Dica de Filme

A Hora da Zona Morta
1983
Direção: David Cronenberg


Ah, os anos oitenta... Excelentes tempos do bom cinema hollywoodiano, aonde as grandes produções não agrediam nossa inteligência, e as histórias eram, de fato, fascinantes. Claro, leva pontos a favor termos aqui dois mestres do gênero "horror" em suas melhores formas: o diretor Cronenberg e o escritor Stephen King. Interessante notar, no entanto, que "A Hora da Zona Morta" não é, necessariamente, um filme de horror, apesar de ser genuinamente assustador. Só que não temos monstros ou fantasmas assombrando pessoas, e sim, a velha maldade humana colocada em alegorias muito boas ao longo do enredo.

Começamos conhecendo o professor Johnny Smith, que leva uma vida comum, pacata, inclusive, até alheio ao que está à sua volta. Tem um bom emprego e nutre uma paixão pela sua companheira de profissão Sarah Bracknell. Tudo muda quando sofre um acidente de carro, e passa inacreditáveis cinco anos em coma. Ao acordar, tudo muda. Sarah já está casada e com um filho, por exemplo, o que é a causa de um de seus maiores sofrimentos. Além disso, precisa passar por incontáveis terapias para voltar a andar, e depois, tentar recuperar o pouco da carreira de professor que lhe restou.




Por acaso, enquanto está no quarto da clínica aonde está internado, uma enfermeira aperta sua mão, e ele tem uma visão aterradora: a casa da enfermeira está em chamas com a filha dela dentro. Ele avisa o que viu, e ela, desesperada, realmente, encontra sua casa pegando fogo, mas, sua filha sendo salva pelos bombeiros. É então que Johnny descobre que adquiriu um dom peculiar: ao tocar nas pessoas ou em objetos que elas pegaram, ele pode prever o futuro ou visualizar o passado delas. É assim, por exemplo, que ele descobre a localização da mãe de seu médico, perdida desde a sua infância, no período da guerra.

O filme vai, então, mostrando o drama de Johnny, em sua inadequação social quanto a esta habilidade que adquiriu.
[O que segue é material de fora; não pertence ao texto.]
PR #633, opened 2020-02-18
Fixes for dialyzer (all warnings)

paulo-ferraz-oliveira:
I pulled `master`, ran `make check` and fixed all dialyzer issues.

I'm comfortable with all commits except for the last one, 9c93a76, where I explicitly hand pick certain `dialyzer` warnings to have them ignored, for the sake of a "clean" run.

This means that if these functions are changed, in the future, to something that might cause those issues, they will still be ignored (they are all caused by invalid - as per documentation - calls to `application:`).

In the end, I ran `make eunit` which caused the "Revert previous change..." commit.

### DIFF
--- a/src/erlcloud_application_autoscaler.erl
+++ b/src/erlcloud_application_autoscaler.erl
@@ -58,20 +58,20 @@
 %% Type Definitions
 %% ------------------------------------------------------------------
 
--type response_attribute() :: binary().
+-type response_attribute() :: string() | integer().
 -type response_key() :: atom().
--type response() :: [{response_key(), response_attribute()} | proplist:proplist()].
+-type response() :: [{response_key(), response_attribute()}].
 
 -type aws_aas_request_body() :: [proplist:proplist()].
 
--spec extract_alarm(J :: binary()) -> response().
+-spec extract_alarm(J :: proplist()) -> response().
 extract_alarm(J) ->
     erlcloud_json:decode([
         {alarm_name, <<"AlarmName">>, optional_string},
         {alarm_arn, <<"AlarmARN">>, optional_string}
     ], J).
 
--spec extract_step_adjustments(J :: binary) -> response().
+-spec extract_step_adjustments(J :: proplist()) -> response().
 extract_step_adjustments(J) ->
     erlcloud_json:decode([
         {metric_interval_lower_bound, <<"MetricIntervalLowerBound">>, optional_integer},
@@ -79,7 +79,7 @@ extract_step_adjustments(J) ->
         {scaling_adjustment, <<"ScalingAdjustment">>, optional_integer}
     ], J).
 
--spec extract_step_scaling_policy(J :: binary) -> response().
+-spec extract_step_scaling_policy(J :: proplist()) -> response().
 extract_step_scaling_policy(J) ->
     Scaling = erlcloud_json:decode([
         {adjustment_type, <<"AdjustmentType">>, optional_string},
@@ -94,21 +94,21 @@ extract_step_scaling_policy(J) ->
             [{step_adjustments,  [ extract_step_adjustments(Step) || Step <- Steps]} | Scaling]
     end.
 
--spec extract_dimensions(J :: binary) -> response().
+-spec extract_dimensions(J :: proplist()) -> response().
 extract_dimensions(J) ->
     erlcloud_json:decode([
         {name, <<"Name">>, optional_string},
         {value, <<"Value">>, optional_string}
     ], J).
 
--spec extract_predefined_metric_specifications(J :: binary) -> response().
+-spec extract_predefined_metric_specifications(J :: proplist()) -> response().
 extract_predefined_metric_specifications(J) ->
     erlcloud_json:decode([
         {predefined_metric_type, <<"PredefinedMetricType">>, optional_string},
         {resource_label, <<"ResourceLabel">>, optional_string}
     ], J).
 
--spec extract_customized_metric_specification(J :: binary) -> response().
+-spec extract_customized_metric_specification(J :: proplist()) -> response().
 extract_customized_metric_specification(J) ->
     CustomizedMetricSpecification = erlcloud_json:decode([
         {metric_name, <<"MetricName">>, optional_string},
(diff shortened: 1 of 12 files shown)


src/erlcloud_application_autoscaler.erl
```diff
@@ -318,7 +318,9 @@ delete_scaling_policy(Configuration, BodyConfiguration) ->
                             ScalableDimension :: binary(),
                             ScheduledActionName :: binary(),
                             ServiceNamespace :: binary()
-                        ) -> response().
+                        ) -> {ok, jsx:json_term()} | {error, metadata_not_available
```
nalundgaard: seems like it would save a lot of copy-pasta to coin an `application_autoscaler_response()` type, no?

paulo-ferraz-oliveira: It would. Do you prefer it?

**Note**: there was already a `response()` type defined, and I didn't want to introduce further ambiguity.

src/erlcloud_ddb2.erl
```diff
@@ -3677,7 +3678,6 @@ transact_write_items(TransactItems, Opts, Config) ->
     case out(Return,
              fun(Json, UOpts) -> undynamize_record(transact_write_items_record(), Json, UOpts) end, DdbOpts,
              #ddb2_transact_write_items.attributes, {ok, []}) of
-        {simple, Record} -> {ok, Record};
```
nalundgaard: is this right?

paulo-ferraz-oliveira: It's further explained in commit 078fae2's message: 

> `out/5` never returns `{simple, _}` which is why it was removed from the `case` in `transact_write_items/3`

That function is even `-spec(_)`ed to return `-> ok_return(term())`.

src/erlcloud_states.erl
```diff
@@ -539,7 +539,7 @@ start_execution(StateMachineArn, Options) ->
     start_execution(StateMachineArn, Options, default_config()).
 
 -spec start_execution(StateMachineArn   :: binary(),
-                      Options           :: list(),
+                      Options           :: list() | map(),
```
nalundgaard: It looks like it's just "map" only, no?

src/erlcloud_states.erl
```diff
@@ -573,7 +573,7 @@ stop_execution(ExecutionArn, Options) ->
     stop_execution(ExecutionArn, Options, default_config()).
 
 -spec stop_execution(ExecutionArn   :: binary(),
-                     Options           :: list(),
+                     Options           :: list() | map(),
```
nalundgaard: Same here, `list()` looks like just a bad type that should be removed

src/erlcloud_guardduty.erl
```diff
@@ -123,11 +123,7 @@ guardduty_request_no_update(Config, Method, Path, Body, QParam) ->
     end.
 
 encode_body(undefined) ->
-    <<>>;
```
nalundgaard: This removal seems iffy. Why?

src/erlcloud_states.erl
paulo-ferraz-oliveira: Yup, you're right. I saw the function was exported and though I didn't want to break the external interface, but it does guard against maps, though.

src/erlcloud_states.erl
paulo-ferraz-oliveira: Yes

src/erlcloud_ddb2.erl
nalundgaard: Perfect, thanks. Sorry, was looking at the unified view.

src/erlcloud_guardduty.erl
paulo-ferraz-oliveira: It's explained in commit eb0e45a's message:

> `encode_body/1`
> is only ever called locally via
> `guardduty_request_no_update/5`
> 
> `guardduty_request_no_update/5`
> is only ever called locally via
> `guardduty_request/5`
> 
> `guardduty_request/5`
> is only ever called locally with
> `Body =:= undefined`
> 
> (maybe it was intended, initially, to cover more use cases, but undefined ended up being the only one present)

It also took me a while to find out why `dialyzer` was complaining.

src/erlcloud_states.erl
paulo-ferraz-oliveira: Fixed in 067807c.

src/erlcloud_application_autoscaler.erl
nalundgaard: Good point, what about an `ok_response()` type to distinguish the response format from the ones that return naked values and raise exceptions on failure?

src/erlcloud_states.erl
paulo-ferraz-oliveira: Fixed in 067807c.

src/erlcloud_guardduty.erl
nalundgaard: Interesting. I guess it probably was planned for some future use. I guess that's fine with me.

src/erlcloud_application_autoscaler.erl
paulo-ferraz-oliveira: You mean turn some of those `response()`s into `ok_response()` and then have `application_autoscaler_response() :: ok_response() | {error, _}`?

nalundgaard: I mean something more like 

```erlang
-type ok_response() :: {ok, jsx:json_term()}
                     | {error, metadata_not_available
                             | container_credentials_unavailable
                             | erlcloud_aws:httpc_result_error()}.
```

maybe better to call it `ok_error_response()`? I don't care too much about naming, I'd just prefer to avoid copying the same ok/error response spec everywhere.

paulo-ferraz-oliveira: Sure, I can do that.

paulo-ferraz-oliveira: Fixed in 7b52338.

paulo-ferraz-oliveira:
Sure, it would be nice to improve the CI checks with clean dialyzer. Want me to add it to this PR? Or will you do it after the merge?

I think I handled all your comments 😄

nalundgaard:
on incorporating into CI, I think it would be fine to include it in this PR, but I would wait for @motobob's agreement before making the change. What do you think, @motobob?

motobob:
i'm fine to put it in. we seems to have enough of users to care about it

motobob:
i suggest merging and sending a follow on dializer ci check integration

nalundgaard:
👍, merging it then.

nalundgaard:
I'll hold off on cutting a new tag/hex package; I think we'll have some additional new change soon in #634.

PR #634, opened 2020-03-03
Extend VPC description with cidr_block_association_set

alexo-spb:
#### Problem
VPC description has missing information about CIDR block associations. Amazon VPC allows customers to expand their VPCs by adding secondary IPv4 address ranges to their VPCs. https://aws.amazon.com/about-aws/whats-new/2017/08/amazon-virtual-private-cloud-vpc-now-allows-customers-to-expand-their-existing-vpcs/

#### Solution
Extract the information about CIDR block associations based on https://docs.aws.amazon.com/cli/latest/reference/ec2/describe-vpcs.html

### DIFF
--- a/src/erlcloud_ec2.erl
+++ b/src/erlcloud_ec2.erl
@@ -2459,10 +2459,30 @@ extract_vpc(Node) ->
       {dhcp_options_id, get_text("dhcpOptionsId", Node)},
       {instance_tenancy, get_text("instanceTenancy", Node)},
       {is_default, get_bool("isDefault", Node)},
-      {tag_set, 
+      {cidr_block_association_set, extract_cidr_block_association_set(Node)},
+      {tag_set,
         [extract_tag_item(Item)
          || Item <- xmerl_xpath:string("tagSet/item", Node)]}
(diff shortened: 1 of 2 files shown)


src/erlcloud_ec2.erl
```diff
@@ -2459,10 +2459,30 @@ extract_vpc(Node) ->
...
+    Items = xmerl_xpath:string("cidrBlockAssociationSet/item", Node),
+    [extract_cidr_block_association_item(Item) || Item <- Items].
+
+extract_cidr_block_association_item(Node) ->
+    [
+         {cidr_block, get_text("cidrBlock", Node)},
+         {association_id, get_text("associationId", Node)},
+         {cidr_block_state,
+            [{state, get_text("cidrBlockState/state", Node)}] ++
+            case get_text("cidrBlockState/statusMessage", Node, undefined) of
```
nalundgaard: Can you add example with a statusMessage into the unit tests?

alexo-spb: @nalundgaard the example has been updated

Vemos desde o assédio da imprensa para fazer de Johnny uma "atração de circo", até os momentos em que ele se vê num dilema em ajudar ou não a descobrir o responsável por uma série de assassinatos. A história mostra, a partir daí, um de seus maiores trunfos: ao focar nas indecisões do protagonista perante sua nova realidade, a produção escapa de ser uma mera ficção científica com toques de terror rasteira e sem propósito.




Não que aqui não tenhamos cenas que causem certo medo. Ao contrário. Só que o medo retratado em "A Hora da Zona Morta" é aquele mais real, mais palpável numa sociedade cada vez mais fria, e menos preocupada com quem está ao seu lado. Esse sentimento altruísta é bem caracterizado no personagem principal, que mesmo se sentido cada vez mais sozinho, continua a receber cartas de pessoas precisando de ajuda, às vezes, de uma simples palavra de conforto. Encontrar isso numa produção como essa é realmente algo especial.

Bom salientar que o filme não atropela nenhum de seus temas. Desde a solidão de Johnny, passando até por críticas políticas e religiosas, o enredo é redondo, enxuto, e a direção de Cronenberg é bastante competente. E, cada um dos atores encarnou muito bem seus respectivos papéis, em especial, Christopher Walken, que faz um Johnny ora indeciso diante de sua condição, ora triste por ter um dom que poderia até ajudar as pessoas, mas, que está sugando sua vida. Uma interpretação digna de um ator que sempre foi meio subestimado.




"A Hora da Zona Morta" pode ser colocado como um dos melhores filmes dos anos 80, e um dos mais interessantes da carreira de Cronenberg, o que não é pouco. Abordando temas dos mais variados de maneira simples, mas, muito direta e eficiente, ele coloca no chinelo muitas dessas produções atuais, que querem dizer mais do que podem, e são claramente vazias de conteúdo. Uma pequena obra-prima para ver e rever quantas vezes forem necessárias.